The label should ideally display “logout”, in order to provide consistency for customers. In some instances, an alternate form such as log out or sign-out may be used, where this is embedded in the underlying application software.
The Password Standard (external link) specifies there must be an inactivity logout from the online service for government agencies and for security purposes, this will apply to all integrated organisations.
Note that some actions, such as filling in forms, may not be detected as activity, so services need to be appropriately designed to avoid users timing out in these circumstances.
Your organisation is responsible for providing appropriate functionality to log out a customer after 15 minutes of inactivity.
For most government online services, there should be a function for users to access RealMe functions to manage their login details in your organisation’s application. This function must only link to the home page of www.realme.govt.nz
A user who has been successfully logging in may not necessarily know how to access the RealMe management functionality from the online service. Your organisation must provide returning users with the RealMe Manage box. The placement of the link may be determined by your organisation – this function could be in the menu or some other reasonably accessible location. Many organisations currently integrated with the RealMe service have used their user profile page as the most appropriate location.
As with the login components, there are three different versions available to cater for different website background colours and blue is the preferred default.
If you can control the format of your organisation’s application pages, then the RealMe ‘Manage’ box must be used as the means to redirect the user to the RealMe manage functions. The user will be required to log in if they want to access their login history or edit their login details.
If your organisation cannot fully control the format of your landing page and application then a basic link (pointing to www.RealMe.govt.nz (external link) and to the Manage page) must be implemented as below:
About RealMe - Manage login
If your online service uses a moderate strength login, consider if more information should be communicated to users. The idea of extra security and RealMe codes (TXT, token and Google Authenticator) will not be familiar to all users.
When a user is redirected from your agency to the RealMe login service to be authenticated at moderate strength, they will be helped through the process of adding a mobile phone for code by TXT if they only have a basic login with username and password.
The basic information for moderate strength users is:
Information about RealMe codes is available on the RealMe website at www.realme.govt.nz.

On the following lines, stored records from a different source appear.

Issue #8345, opened 2020-07-16
Stale response while using Stage History API


GaneshSPatil:
##### Issue Type

- Bug Report

##### Summary

The stage history api does not return the newly triggered stage instance information as part of the stage history.

###### Basic environment details

* Go Version: `20.5.0`

##### Steps to Reproduce

1. Create a pipeline with one stage.
2. Trigger the pipeline and wait for it to pass.
3. Use [Get Stage History API](https://api.gocd.org/current/#get-stage-history) to fetch the stage history. (It should return 1 instance)
4. Trigger pipeline again (or re-ran the stage).
5. Use [Get Stage History API](https://api.gocd.org/current/#get-stage-history) to fetch the stage history. It should return 2 instances, but it returns only first.

##### Expected Results
The Get Stage History API should return all the instances.

##### Actual Results
The Get Stage History API returns only the firstly cached instance information.

##### Possible Fix

[findDetailedStageHistoryViaCursor](https://github.com/gocd/gocd/blob/master/server/src/main/java/com/thoughtworks/go/server/dao/StageSqlMapDao.java#L455-L478) method is called when the stage history of a stage is requested.

To avoid fetching the history information again from the database, the fetched stage instances are stored under GoCache.
The key used to store the fetched instances is generated using cursor, pageSize and feedModifier, see [this](https://github.com/gocd/gocd/blob/master/server/src/main/java/com/thoughtworks/go/server/dao/StageSqlMapDao.java#L460).
This key would be duplicate for all the stage instances until count reaches more than 10.

The fix would be to flush the cached stage histories on a stage update. Similar to [removal of other stage histories](https://github.com/gocd/gocd/blob/master/server/src/main/java/com/thoughtworks/go/server/dao/StageSqlMapDao.java#L126-L127)

GaneshSPatil:
Closed by automation. Reopening for testing...

kritika-singh3:
Fixed and verified in #8346

PR #8346, opened 2020-07-16
Fix Stage History API stale response (#8345)

GaneshSPatil:
Issue: #8345

Description:

* Clear cached stage history instances when stage status is updated.


kritika-singh3:
Verified on `GoCD Version: 20.6.0 (11974-cf63fcc59358bec8dfd4c5b017743853818fcc79)`. The Stage History API gave expected results.

PR #8350, opened 2020-07-17
Resolve secret params during check connection

kritika-singh3:
Issue: The bug was identified by a user in [go-cd group](https://groups.google.com/g/go-cd/c/uM1ir8fIQqo)

Description:
 - resolve secret params before sending the request for check connection
 - send pipeline group name in payload for check connection API


kritika-singh3:
@GaneshSPatil I have added this to 20.6.0 release. If you think otherwise, please update the same.

GaneshSPatil:
@kritika-singh3 - the changes LGTM.

@kritika-singh3 @maheshp  - Should we've a functional spec for this behavior?

maheshp:
This endpoint was moved from rails to spark. I checked the rails controller, the secret params were resolved before making a check connection call. Guess it was missed out when ported to spark.
I am ok with a unit test to ensure the params are resolved, looks like the PR is missing tests for these changes. @kritika-singh3 can be please add the relevant tests.

GaneshSPatil:
Verified on GoCD Version: 20.6.0 (11973-db44bc3ddbb4418fde09114086603d72dd3d5823).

Information is provided to RealMe token users when the token is issued.
Where a token is to be used, your organisation’s registration process must ask users if they already have a RealMe token they can use for access to your service. If so, your organisation must not request RealMe to issue the user with an additional token.
Where the Google Authenticator application is to be used the user must already have enabled RealMe code by TXT and their mobile device must have the application downloaded. Users should also be familiar with how the application works. More information is available on www.realme.govt.nz.
Your organisation will need to associate a user with their user record if you register users before they login for the first time, or you may need to ensure that the person who initiated the online application is the person who completed the evidence of identity process.
Your business requirements may allow an activation code to be used; if so, this code must satisfy the relevant sections of the Password Standard.